PR #224, opened 2023-06-22
Use RAJA plugin capability

neelakausik:
CARE had custom infrastructure for doing things before and after RAJA loops. This branch moves debug and profile related code into actual RAJA plugins and makes both plugins optional. It also introduces a requirement to use CHAI's RAJA plugin to make sure data is moved to the correct execution space.


tpl/cub
adayton1, line 1: Did you mean to change cub?

src/care/forall.h
```diff
@@ -120,6 +120,20 @@ namespace care {
       forall(RAJA::seq_exec{}, fileName, lineNumber, start, end, std::forward<LB>(body));
    }
 
+   ////////////////////////////////////////////////////////////////////////////////
+   template <typename LB>
```
adayton1, line 124: The stream changes should be in a different branch.

src/care/RAJAPlugin.cpp
```diff
@@ -25,6 +25,8 @@
 
 #include <unordered_set>
 
+using namespace std;
```
adayton1, line 28: This doesn't look used.

.radiuss-ci
adayton1, line 1: I doubt you meant to change this.

benchmarks/BenchmarkPlugin.cpp
```diff
@@ -0,0 +1,57 @@
+//////////////////////////////////////////////////////////////////////////////////////
```
adayton1, line 1: I think we can remove this file since BenchmarkForall.cpp already covers the same functionality (albeit through the macro layer).

src/care/ProfilePlugin.h
```diff
@@ -0,0 +1,46 @@
+#ifndef _CARE_ProfilePlugin_H_
+#define _CARE_ProfilePlugin_H_
+
+#include "RAJA/util/PluginStrategy.hpp"
+#include "chai/ExecutionSpaces.hpp"
+#include "care/config.h"
+#include "care/CHAICallback.h"
+#include "care/RAJAPlugin.h"
+
+using namespace care;
```
adayton1, line 10: "using namespace" is a really bad idea in a header file. It can create function name and class name conflicts for anything that uses CARE.

src/care/ProfilePlugin.h
```diff
@@ -0,0 +1,46 @@
...
+
+namespace care{
+
+class RAJAPlugin;
```
adayton1, line 14: Why are you forward declaring this class?

src/care/ProfilePlugin.h
```diff
@@ -0,0 +1,46 @@
...
+
+}
+
+namespace chai{
```
adayton1, line 18: This should be in the care namespace.

src/care/forall.h
adayton1: To undo all the changes in a file you can do "git checkout develop -- <filename>".

For example, "git checkout develop -- src/care/forall.h"

src/care/ProfilePlugin.cpp
```diff
@@ -0,0 +1,86 @@
...
+// Std library headers
+#if defined(CARE_DEBUG) && !defined(_WIN32)
+#include <execinfo.h>
+#endif // defined(CARE_DEBUG) && !defined(_WIN32)
+
+#include <unordered_set>
+
+using namespace care;
+
+namespace chai{
```
adayton1, line 25: Use the care namespace rather than chai.

src/care/ProfilePlugin.cpp
```diff
@@ -0,0 +1,86 @@
...
+#endif
+
+// Std library headers
+#if defined(CARE_DEBUG) && !defined(_WIN32)
+#include <execinfo.h>
+#endif // defined(CARE_DEBUG) && !defined(_WIN32)
+
+#include <unordered_set>
+
+using namespace care;
```
adayton1, line 23: Technically not wrong, but doesn't match the rest of CARE stylistically. We don't really do "using namespace" anywhere.

src/care/ProfilePlugin.cpp
```diff
@@ -0,0 +1,86 @@
...
+#if defined(__CUDACC__) && CARE_HAVE_NVTOOLSEXT
+#include "nvToolsExt.h"
+#endif
+
+// Std library headers
+#if defined(CARE_DEBUG) && !defined(_WIN32)
+#include <execinfo.h>
+#endif // defined(CARE_DEBUG) && !defined(_WIN32)
+
+#include <unordered_set>
```
adayton1, line 21: I think this include and several others may no longer be needed.

src/care/ProfilePlugin.h
```diff
@@ -0,0 +1,46 @@
...
+
+	class ProfilePlugin : public RAJA::util::PluginStrategy
+	{
+		public:
+			ProfilePlugin();
+
+			char * fileName;
```
adayton1, line 25: Where are the fileName and lineNumber set?

.radiuss-ci
adayton1, line 1: You committed changes here again. Before you do a commit you always need to do a git status to be exactly aware of what you are committing.

tpl/cub
adayton1, line 1: You need to revert this change. I'm guessing you forgot to do "git submodule update --init" when you cloned the CARE repo.

src/care/ProfilePlugin.h
adayton1: This is still not being set anywhere.

src/care/RAJAPlugin.h
```diff
@@ -28,6 +28,7 @@ namespace chai {
 namespace care {
    class RAJAPlugin {
```
adayton1, line 29: We should be able to remove this class now that the functionality has been moved elsewhere.

src/care/ProfilePlugin.h
neelakausik: i think those variables have since been deleted

adayton1: We still need the file and line number. Take a look at what you commented out in forall.h and think about how you can get the file and line number to this class.

src/care/forall.h
```diff
@@ -75,9 +76,11 @@ namespace care {
       const int length = end - start;
 
       if (length != 0) {
-#ifndef CARE_DISABLE_RAJAPLUGIN
-         RAJAPlugin::pre_forall_hook(ExecutionPolicyToSpace<ExecutionPolicy>::value, fileName, lineNumber);
-#endif
+         ProfilePlugin::setFileName(fileName);
```
adayton1, line 79: I would make another class with shared plugin data that both the debug and profile plugin need, such as the file name and line number.

src/care/forall.h
```diff
@@ -491,15 +488,18 @@ namespace care {
    ////////////////////////////////////////////////////////////////////////////////
    template <typename LB, typename Exec>
    void launch_2D_jagged(Exec /*policy*/, int xstart, int /*xend*/, int const * host_lengths, int ystart, int ylength, const char * fileName, int lineNumber, LB && body) {
-      care::RAJAPlugin::pre_forall_hook(chai::CPU, fileName, lineNumber);
+      ProfilePlugin::setFileName(fileName);
```
adayton1, line 491: Did you notice that RAJA::forall is not actually called in this method? That means the RAJA plugins won't actually be called. We need to either manually set the chai execution space or figure out how to use RAJA for 2D kernels.

neelakausik: changed it to set execution space manually for now

src/care/CHAICallback.cpp
```diff
@@ -8,7 +8,9 @@
 // CARE headers
 #include "care/CHAICallback.h"
 #ifndef CARE_DISABLE_RAJAPLUGIN
-#include "care/RAJAPlugin.h"
+#include "care/PluginData.h"
+#include "care/ProfilePlugin.h"
```
adayton1, line 12: ProfilePlugin.h and DebugPlugin.h don't need to be included.

src/care/ProfilePlugin.cpp
```diff
@@ -0,0 +1,66 @@
+#include "care/ProfilePlugin.h"
+
+#include "chai/ArrayManager.hpp"
```
adayton1, line 3: I think you can remove the include statements for ArrayManager.hpp, ExecutionSpaces.hpp, and CHAICallback.h.

src/care/ProfilePlugin.cpp
```diff
@@ -0,0 +1,66 @@
...
+   unsigned int ProfilePlugin::s_current_color = 0;
+   uint32_t ProfilePlugin::s_colors[7] = { 0x0000ff00, 0x000000ff, 0x00ffff00, 0x00ff00ff, 0x0000ffff, 0x00ff0000, 0x00ffffff };
+   int ProfilePlugin::s_num_colors = sizeof(s_colors) / sizeof(uint32_t);
+   bool ProfilePlugin::s_profile_host_loops = true; 
+   
+   ProfilePlugin::ProfilePlugin() {}
+
+   void ProfilePlugin::preLaunch(const RAJA::util::PluginContext& p) {
+#if CARE_HAVE_NVTOOLSEXT
+#if defined(CARE_GPUCC)
```
adayton1, line 26: This was not your fault - the preexisting code had a bug - but would you be willing to change `CARE_GPUCC` to `__CUDACC__` in ProfilePlugin::preLaunch and ProfilePlugin::postLaunch? `CARE_GPUCC` implies ROCm/Hip support, but NVTX is only supported by CUDA.

src/care/ProfilePlugin.h
```diff
@@ -0,0 +1,31 @@
+#ifndef _CARE_ProfilePlugin_H_
+#define _CARE_ProfilePlugin_H_
+
+#include "RAJA/util/PluginStrategy.hpp"
+
+namespace care{
+
+	class ProfilePlugin : public RAJA::util::PluginStrategy
```
adayton1, line 8: Could you try the instructions in this article to fix the formatting of DebugPlugin.h and ProfilePlugin.h using vim? https://vim.fandom.com/wiki/Fix_indentation

A prerequisite is that you modified the .vimrc file to use 3 spaces per tab and convert tabs to spaces. I believe I gave you the instructions on how to do that, but let me know if you need them again.

src/care/forall.h
```diff
@@ -491,15 +485,16 @@ namespace care {
...
+      arrayManager->setExecutionSpace(ExecutionPolicyToSpace<Exec>::value);
+
       // intentional trigger of copy constructor for CHAI correctness
       LB body_to_call{body};
       for (int y = ystart; y < ylength; ++y) {
          for (int x = xstart ; x < host_lengths[y]; ++x) {
             body_to_call(x, y);
          }
       }
-      care::RAJAPlugin::post_forall_hook(chai::CPU, fileName, lineNumber);
```
adayton1, line 502: You'll need a call to `arrayManager->setExecutionSpace(NONE);` here.

src/care/forall.h
```diff
@@ -545,13 +540,14 @@ namespace care {
...
-          care::RAJAPlugin::pre_forall_hook(chai::GPU, fileName, lineNumber);
+          chai::ArrayManager* arrayManager = chai::ArrayManager::getInstance();
+          arrayManager->setExecutionSpace(chai::GPU);
+
           dim3 dimBlock(CARE_CUDA_BLOCK_SIZE, 1);
           dim3 dimGrid;
           dimGrid.x  = (xend/CARE_CUDA_BLOCK_SIZE)+(xend%CARE_CUDA_BLOCK_SIZE==0?0:1);
           dimGrid.y = ylength;
           care_kernel_2D<<<dimGrid, dimBlock>>>( body, gpu_lengths, ylength);
-          care::RAJAPlugin::post_forall_hook(chai::GPU, fileName, lineNumber);
```
adayton1, line 554: You'll need a call to `arrayManager->setExecutionSpace(NONE);` here.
=====
■ **Action item**: For each line of the listing that holds the word "should", show that line.

■ **Answer area**:
adayton1, line 124: The stream changes should be in a different branch.
adayton1, line 18: This should be in the care namespace.
adayton1, line 29: We should be able to remove this class now that the functionality has been moved elsewhere.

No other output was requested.